Data excerpts
PR #1357, opened 2024-06-04
Populate descriptor columns in ArcGIS database view and sort component tags in Data Dictionary

mddilley:
## Associated issues
Closes https://github.com/cityofaustin/atd-data-tech/issues/17639
Closes https://github.com/cityofaustin/atd-data-tech/issues/17432

This PR populates some placeholder columns in the `component_arcgis_online_view` DB view for ATSD and also updates the ordering of the component tags in the Data Dictionary which came from some recent user feedback. 

## Testing
**URL to test:** 

Local and https://deploy-preview-1357--atd-moped-main.netlify.app/moped/dev/lookups#moped-component_tags

**Steps to test:**
1. Go to https://deploy-preview-1357--atd-moped-main.netlify.app/moped/dev/lookups#moped-component_tags and see that the component tags are ordered by **Type** ascending and then **Name** ascending.
2. Start the local stack with production data and then use the query below to see that:
   - `project_name` + `project_name_descriptor` (secondary name) = `project_name_with_descriptor` (full name) in the AGOL view
   - `parent_project_name` in the AGOL view is the same as the parent project's full name
3. You can also test removing the WHERE conditions to see that the `project_name_descriptor` column will show `NULL` if the component's project has no secondary name and the `parent_project_name_with_descriptor` column will show `NULL`  if it doesn't have a parent project
4. Test the down migration, and you should see the descriptor columns go back to having the value `placeholder text`

```sql
SELECT 
	agol.project_component_id,
	agol.project_id,
	agol.project_name,
	agol.project_name_secondary,
	agol.project_name_full,
	agol.parent_project_id,
	agol.parent_project_name_full,
	pp.project_name_full
FROM
	component_arcgis_online_view agol
	LEFT JOIN moped_project pp ON agol.parent_project_id = pp.project_id
WHERE
	TRUE
	AND agol.project_name_secondary IS NOT NULL
	AND agol.parent_project_name IS NOT NULL
	AND pp.project_name_secondary IS NOT NULL;
```

---
#### Ship list
- [x] Code reviewed 


johnclary (approved):
@mddilley this looks good to me—glad to see those placeholders replaced with real data 😅 

for what it's worth, i think it might be good to take this opportunity to do away with the names `project_name_with_descriptor` and `project_name_descriptor` and instead match the Moped column names of `project_name_secondary` and `project_name_full`. 

i doubt NW is attached to those old column names, we just didn't have a convention established when we created those placholders. 

i _think_ that can be done fairly painlessly by having the geo team add those new columns to the layers, and then the old columns can be deprecated later once the AGOL viewer is updated.

chiaberry (approved):
Works great, I got thrown off by the different results after the down migration, but after digging into it, its proof this PR works! 

🚢

mddilley:
@johnclary that sounds like a good change especially since i see that we use the same convention for component names in the component attributes (`component_name` and `component_name_full`). I'm going to feel out the coordination needed for that change (and for future changes). thanks!

johnclary:
> especially since i see that we use the same convention for component names in the component attributes future changes

ah yes—great point!

frankhereford (approved):
Tests out great; code looks 💯. Thanks Mike!

PR #1358, opened 2024-06-07
[Bug] User password requirement error is not translating correctly

chiaberry:
## Associated issues
Closes https://github.com/cityofaustin/atd-data-tech/issues/17285

## Testing
**URL to test:** 

https://deploy-preview-1358--atd-moped-main.netlify.app/moped/staff/new

**Steps to test:**

Fill out the new user form, every required field. Try a one letter password, you will see both error messages. 
Now try one that is longer than 8, but still not correct. 

Screenshot 2024-06-10 at 11 32 37 AM

---
#### Ship list
- [ ] Code reviewed 

### DIFF
--- a/moped-editor/src/views/staff/helpers.js
+++ b/moped-editor/src/views/staff/helpers.js
@@ -68,8 +68,6 @@ export function useUserApi() {
 const errorsToTranslate = {
   "value does not match regex '^[a-zA-Z0-9_.+-]+@[a-zA-Z0-9-]+\\.[a-zA-Z0-9-.]+$'":
     "not a valid email format",
-  "value does not match regex '^[a-zA-Z0-9_-!@%^*~?.:&*()[]$]*$'":
-    "password must be at least 12 characters long, it must include at least one lowercase letter, one uppercase letter, one number, and one special character: _-!@%^~?.:&()[]$",
   "value does not match regex '^(?=.*?[A-Z])(?=.*?[a-z])(?=.*?[0-9])(?=.*?[#?!@$%^&*-]).{12,}$'":
     "password must be at least 12 characters long, include at least one lowercase letter, one uppercase letter, one number, and one special character: _-!@%^~?.:&()[]$",
 };
--- a/moped-editor/src/views/staff/helpers.js
+++ b/moped-editor/src/views/staff/helpers.js
@@ -84,7 +84,7 @@ export const formatApiErrors = (errorsArray) =>
  */
 export const passwordLooksGood = (password) =>
   new RegExp(
-    "^(?=.*?[A-Z])(?=.*?[a-z])(?=.*?[0-9])(?=.*?[#?!@$%^&*-]).{12,}$'"
+    "^(?=.*?[A-Z])(?=.*?[a-z])(?=.*?[0-9])(?=.*?[#?!@$%^&*-]).{12,}$"
   ).test(password);
 
 /**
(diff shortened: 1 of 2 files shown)


moped-editor/src/views/staff/helpers.js
```diff
@@ -68,8 +68,9 @@ export function useUserApi() {
 const errorsToTranslate = {
   "value does not match regex '^[a-zA-Z0-9_.+-]+@[a-zA-Z0-9-]+\\.[a-zA-Z0-9-.]+$'":
     "not a valid email format",
-  "value does not match regex '^[a-zA-Z0-9_-!@%^*~?.:&*()[]$]*$'":
-    "password must be at least 12 characters long, it must include at least one lowercase letter, one uppercase letter, one number, and one special character: _-!@%^~?.:&()[]$",
+  "value does not match regex '^(?=.*?[A-Z])(?=.*?[a-z])(?=.*?[0-9])(?=.*?[#?!@$%^&*-]).{12,}$'":
+    "password must be at least 12 characters long, include at least one lowercase letter, one uppercase letter, one number, and one special character: _-!@%^~?.:&()[]$",
+  "min length is 8": "password is too short",
```
chiaberry, line 73: this error "min length is 8" comes from cognito. I tried using a blank string skip showing this error, but the formatApiErrors function `errorsArray.map((error) => errorsToTranslate[error] || error).join(", ")` evaluates the empty string as false, which shows the "min length is 8" error anyways. 

I welcome edits on what to show instead of this error

mddilley: I think this text is great and leads us in the right direction w/o the confusion of seeing two lengths requirements. 🙏 Could you add a comment that this min length 8 error is coming from a Cognito requirement for future us?

Maybe someday when we have all the time in the world, we could make the API handle returning nice, human-readable error messages. For now, this is the exact amount of effort that I think we should put into this. Thanks for making QA testing better! ✨

moped-editor/src/views/staff/helpers.js
```diff
@@ -83,7 +84,7 @@ export const formatApiErrors = (errorsArray) =>
  */
 export const passwordLooksGood = (password) =>
   new RegExp(
-    "^(?=.*?[A-Z])(?=.*?[a-z])(?=.*?[0-9])(?=.*?[#?!@$%^&*-]).{12,}$"
+    "^(?=.*?[A-Z])(?=.*?[a-z])(?=.*?[0-9])(?=.*?[#?!@$%^&*-]).{12,}$'"
```
mddilley, line 87: I did a double-take on this but I'm pretty sure this added single quote needs to be removed. Above, the whole regex pattern in the returned error is wrapped in single quotes and the pattern used in the api is `^(?=.*?[A-Z])(?=.*?[a-z])(?=.*?[0-9])(?=.*?[#?!@$%^&*-]).{12,}$` (no single quote at the end)

mddilley (changes requested):
Looks great to me! Thanks for tracking down that there are actually more error messages to handle here! There is one tiny change needed before 🚢.

moped-editor/src/views/staff/helpers.js
chiaberry: good catch, my faulty copy and paste job from above

mddilley (approved):
🚢 🙌 🙏

frankhereford (approved):
Looks great, and I think this meets the request of the issue perfect. 

But -- on seeing the long chain of concatenated errors during testing -- what would you think about expanding the scope slightly to put those errors in a `<UL>` and capitalizing the first letter of each, since they are sentences. It's the tiniest thing, but it did jump to mind. It could be a spin-off snackoo too.

mddilley:
@frankhereford that sounds like a great idea! Love putting some more effort into making this nicer. I'll open a snackoo and put it in the backlog. We only have a few admins that see this part of the UI so I'd like to cap the time spent on this for now.

frankhereford:
@mddilley wrote:

> We only have a few admins that see this part of the UI

Such a good call - 👍👍👍

PR #1360, opened 2024-06-13
Local PostGIS version bump to 3.4 & eliminate platform specific compose file

frankhereford:
## Associated issues

This PR aims to close https://github.com/cityofaustin/atd-data-tech/issues/17456. 

This work comes in the form of the code changes in the PR as well as a new multi-architecture image that I've built for us [here](https://hub.docker.com/layers/frankinaustin/postgis/12-3.4/images/sha256-ef147e4721f4ca650d0f632e23c74ac76db43598a1eb6268b799b7ff408d661a?context=repo).

## Testing

Local testing on this one, as it pertains only to the local stack. 

* Fire up your database. Did it work?
* Maybe fire up the editor to make sure that `graphql-engine` can connect to it and serve data.
* Give your DB client a whirl -- can you query the local database?
* Spin it down. 👋 

## Note
I'm not sure why this bears the "High Priority" flag, and I can't seem to turn it off. This doesn't feel very high priority to me.

---
#### Ship list


moped-database/docker-compose.yml
```diff
@@ -24,6 +24,24 @@ services:
...
+        environment:
+            - POSTGRES_USER=moped
+            - POSTGRES_PASSWORD=moped
+            - POSTGRES_DB=moped
+        command: ["postgres",
+            "-c", "jit=off",
+            "-c","log_statement=ddl",
+            "-c", "log_min_messages=info"]
+
+
```
frankhereford, line 44: I'm able to pull in the service that was previously defined in the platform specific docker compose files into the main file. This is possible now because I've built a single, multi-arch image that exactly matches the versions we have in production, where as previously, we had a pair of single architecture images, and had to pick the right one based on the chip in the computer running it.

moped-database/hasura-cluster
frankhereford, line 1: This is the undoing of the complexity of picking which compose file based on architecture since we can just use the main, single one now.

moped-database/hasura-cluster
```diff
@@ -27,12 +27,7 @@ function __get_platform() {
 
 function __set_postgresql_image() {
```
mddilley, line 28: Really glad to see the multiarch image introduced here now!! Out of curiosity and definitely for another day, but do you think we need to keep around any of these helpers to get the platform and set the image in the long term? I can make a tech debt issue to do this later.

mddilley (approved):
I spun up the local stack, and all of this works just like before and with less code! 🚢 🙌

moped-database/hasura-cluster
frankhereford: Good call Mike - I thought about that, and waffled back and forth...

I think it's right to yoink them out of there and clean that up, but I had that urge to keep them "in case we needed them" -- but that is a silly instinct in the land of `git`. I appreciate you making that issue - it'll be a quick one.

frankhereford:
@mddilley - I'm not sure if you want to merge this in advance of the release or not -- it certainly doesn't show up in the release to the users so 🤷 

if you do though, please feel free to merge this anytime that you'd like!

moped-database/hasura-cluster
mddilley: cool - that makes sense to me too. i also had that thought about keeping it just in case!

PR #1369, opened 2024-06-25
Incremental updates in Moped > AGOL ETL

mddilley:
## Associated issues
https://github.com/cityofaustin/atd-data-tech/issues/14479

This PR updates the Moped to AGOL ETL to be able to replace features of components whose parent project was updated since a provided timestamp with time zone. This will enable us to pass the last successful DAG run date when running through Airflow so we run it more frequently and without fully replacing the dataset each run.

## Testing
**URL to test:** 

Local

**Steps to test:**
1. Start local stack with data replicated from production that is up to date. **This is a test on the production AGOL dataset so it is important to have fresh data to do a full replace at the end of the test steps.**
2. In your local editor, add a new component to a project or make an update to a title (any change [that propagates](https://github.com/cityofaustin/atd-data-tech/issues/14242) to the project's `updated_at` timestamp). Note the project ID for later.
3. Export env variables that are in `env_template` in your shell using `EXPORT key=value`. You can find the ATD Scripts Publisher details in [this 1PW entry](https://start.1password.com/open/i?a=J2OIJEXKD5ADBAZSD6M4R4VZ2A&v=ocp5yzivvhbyr226xvbo33eoqi&i=2v4vn2aovktpw2j6gvvk6uw2hm&h=cityofaustin.1password.com).
4. Create a virtual environment in `atd-moped/moped-etl/arcgis`, run: 
```shell
# Install requirements
$ pip install -r requirements.txt

# Run the script with a timestamptz that is 5 minutes ago or long enough to capture your edit
$ python components_to_agol.py -d 2024-06-27T22:43:16.360805+00:00
```
6. You should see you project ID in the script logging (`Deleting features for project ids <project ids>...`) when it detects that your project has changed. You should also see the `Uploading <total number of component features in your project including the new ones> features in chunks of 100...` logged.
7. Now, stop and start the local stack so your edit goes away. Run `python components_to_agol.py -f` to restore the production data in the dataset.

---
#### Ship list
- [x] Code reviewed 


moped-etl/arcgis/components_to_agol.py
```diff
@@ -54,74 +63,192 @@ def make_esri_feature(*, esri_geometry_key, geometry, attributes):
...
-        # extract geometry and line geometry from component data
-        # for line features, the line geometry is redundant/identical to geometry
-        # for point features, it is the buffered ring around the point as defined
-        # in the Moped component view
-        geometry = component.pop("geometry")
-        line_geometry = component.pop("line_geometry")
-
-        if not geometry:
-            continue
+    if args.full:
```
mddilley, line 70: this first block is the main content of the previous version of the script. It deletes and replaces all component features. I think it would be handy to have around as an option.

moped-etl/arcgis/components_to_agol.py
```diff
@@ -54,74 +63,192 @@ def make_esri_feature(*, esri_geometry_key, geometry, attributes):
...
+            logger.info("Deleting all existing features...")
+            delete_all_features(feature_type)
+
+            logger.info(
+                f"Uploading {len(features)} features in chunks of {UPLOAD_CHUNK_SIZE}..."
+            )
+            for feature_chunk in chunks(features, UPLOAD_CHUNK_SIZE):
+                logger.info("Uploading chunk....")
+                add_features(feature_type, feature_chunk)
+    else:
```
mddilley, line 138: This block looks only deletes and replaces features from projects that were updated since the last DAG run. That date will be passed when run by Airflow.

moped-etl/arcgis/process/logging.py
mddilley, line 1: this was copied from the other Moped ETL because I thought about adding different logging levels. I'm down to remove if anyone feels strongly against this.

mddilley, line 1: i brought this over from the other Moped Knack ETL because I thought about adding a debug level of logging. I'll remove it if anyone thinks it is too much.

moped-etl/arcgis/components_to_agol.py
```diff
@@ -54,16 +63,15 @@ def make_esri_feature(*, esri_geometry_key, geometry, attributes):
     return feature
 
 
-def main():
-    logger.info("Getting token...")
-    get_token()
-
-    logger.info("Downloading component data...")
-    data = make_hasura_request(query=COMPONENTS_QUERY)["component_arcgis_online_view"]
+def make_all_features(data):
```
mddilley, line 66: this is some of the original code in this ETL that was repeated between full and partial replace routes of this script so i made a function out of it.

moped-etl/arcgis/settings.py
```diff
@@ -2,9 +2,9 @@
 
 LAYER_IDS = {"points": 0, "lines": 1, "combined": 2}
 
-COMPONENTS_QUERY = """
-{
-  component_arcgis_online_view {
+COMPONENTS_QUERY_BY_LAST_UPDATE_DATE = """
+query GetProjectsComponents($where: component_arcgis_online_view_bool_exp!) {
```
mddilley, line 6: Using `component_arcgis_online_view_bool_exp` here lets us pass a date filter for finding records from recently updated projects or no date filter for full replace. You can see that in the `make_hasura_request` calls. Also lets us reuse the same query w/o using a library to create gql fragments or something to that effect.

moped-etl/arcgis/utils.py
```diff
@@ -116,6 +116,32 @@ def delete_features(feature_type):
...
 
+def delete_features_by_project_ids(feature_type, project_ids):
+    """Deletes features from an arcgis online feature service associated with projects in a list ids.
+
+    Args:
+        feature_type (Str): the feature type we're adding: "points" or "lines"
+        project_ids (List): the project ids to delete
+
+    Raises:
+        Exception: if the deletion failes
```
chiaberry, line 127: small typo

moped-etl/arcgis/components_to_agol.py
```diff
@@ -100,28 +110,112 @@ def main():
...
+    parser.add_argument(
+        "-f",
+        "--full",
+        action="store_true",
+        help=f"Delete and replace all project components.",
+    )
+
+    args = parser.parse_args()
+    logger = get_logger(name="components-to-agol", level=logging.INFO)
+
```
johnclary, line 213: it might be good to throw an error here if someone decides to use both `--full` and `--date` in combination: it looks like that would result in the script running both tasks, which wouldn't be a big deal but still 🤷

moped-etl/arcgis/components_to_agol.py
```diff
@@ -100,28 +110,112 @@ def main():
...
+    get_token()
+
+    if args.full:
+        logger.info("Getting component features from all projects...")
+        data = make_hasura_request(
+            query=COMPONENTS_QUERY_BY_LAST_UPDATE_DATE,
+            variables={"where": {}},
+        )["component_arcgis_online_view"]
+
+        all_features = make_all_features(data)
```
johnclary, line 136: minor thing, but it looks like you could cut back on some dupe code by making the calls to `make_hasura_request` and `make_all_features` before you do the branching logic by assigning the `where` statement to a var

moped-etl/arcgis/utils.py
```diff
@@ -116,6 +116,32 @@ def delete_features(feature_type):
...
+    """
+    endpoint = get_endpoint("deleteFeatures", feature_type)
+    joined_project_ids = ",".join(project_ids)
```
johnclary, line 130: i am running into a TypeError in this line, because `project_ids` is an array of ints. back in the main script you do a similar join to create `joined_project_ids`, and it kinda looks like you may have meant to pass that directly into this function. should be a quick fix either way 👍

moped-etl/arcgis/components_to_agol.py
```diff
@@ -100,28 +110,112 @@ def main():
...
+                joined_project_ids = ", ".join(str(x) for x in delete_chunk)
+                logger.info(
+                    f"Deleting {len(project_ids_for_feature_delete)} features with project ids {joined_project_ids} in chunks of {UPLOAD_CHUNK_SIZE}..."
+                )
+                delete_features_by_project_ids(feature_type, delete_chunk)
+
+            features = all_features[feature_type]
+
+            logger.info(
+                f"Uploading {len(features)} features in chunks of {UPLOAD_CHUNK_SIZE}..."
```
johnclary, line 186: the console logging was throwing me off a bit here, because i encountered this:

```shell
 components-to-agol.INFO: Deleting 3 features with project ids 3392, 786, 3523 in chunks of 100...
 components-to-agol.INFO: Uploading 2 features in chunks of 100...
```

and i see that in certain cases there is a difference between the length of `project_ids_for_feature_delete` vs `features`—because `project_ids_for_feature_delete` includes IDs from all feature types (point/line/combined) while the `features` array is specific to the current `feature_type`. 

it's definitely not a bug, but i think you could make the AGOL deletes slightly more optimal by parsing the project IDs to delete out of the `features` list. i'm not sure though—i've confused myself by writing this comment 😛

moped-etl/arcgis/settings.py
johnclary: this is nice!

johnclary (changes requested):
@mddilley this is really great—nice work! i had to patch a little TypeError in order to get the script working, and after that it was smooth sailing.

this is such a dramatic improvement over the full replace. i can't wait to see this deployed 🙌

moped-etl/arcgis/components_to_agol.py
mddilley: good catch - i'll update 🙏

moped-etl/arcgis/components_to_agol.py
mddilley: nice - yes, even better! 🧹

moped-etl/arcgis/utils.py
mddilley: thanks for catching this detail 🙏

moped-etl/arcgis/components_to_agol.py
mddilley: it is confusing! but this makes sense to me and a result of my rushed effort to improve logging. 😅 I'll iron this out.

moped-etl/arcgis/components_to_agol.py
```diff
@@ -1,11 +1,20 @@
 #!/usr/bin/env python
 """Copies all Moped component records to ArcGIS Online (AGOL)"""
 # docker run -it --rm  --network host --env-file env_file -v ${PWD}:/app  moped-agol /bin/bash
```
chiaberry, line 3: I went the docker way and not the virtual env way and had to update this to
`docker run -it --rm  --network host --env-file env_file  -v ${PWD}:/app  atddocker/atd-moped-etl-arcgis:production /bin/bash`

chiaberry (commented):
I ran into the same TypeError as John, but otherwise it was all smooth sailing! This is so exciting and a game changer for MUG and moped.
Screenshot 2024-06-28 at 1 52 20 PM

I tried updating a team members role and saw that the script updated the project in agol, and also updated a components description and saw it in agol too

moped-etl/arcgis/components_to_agol.py
chiaberry: I found it confusing too, trying to figure out what was happening, but then just trusted the script and moved on 😅

mddilley:
Just pushed a few commits and the logging now looks like:
```shell
components-to-agol.INFO: Processing lines features...
components-to-agol.INFO: Deleting all 24 existing features in lines layer for updated projects in chunks of 100...
components-to-agol.INFO: Deleting features with project ids 3392, 288, 290, 291, 292, 289, 3523, 2312, 214, 287
components-to-agol.INFO: Uploading 24 features in chunks of 100...
components-to-agol.INFO: Uploading chunk....
```

chiaberry (approved):
🍾

johnclary (approved):
yep—looks great!! deploy deploy deploy 🚢 🚢 🚢 🚢

roseeichelmann (approved):
followed all the test steps and they worked perfectly, this is super cool! :rocket: :champagne:

mddilley:
just made a small addition to the graphql request for the features in here to start populating `funding_sources` that Frank added in https://github.com/cityofaustin/atd-moped/pull/1370 when this all releases next Monday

Description of the task
Count every line of the entries that holds the string "lookups". Please answer with the count alone.

Solved problem
2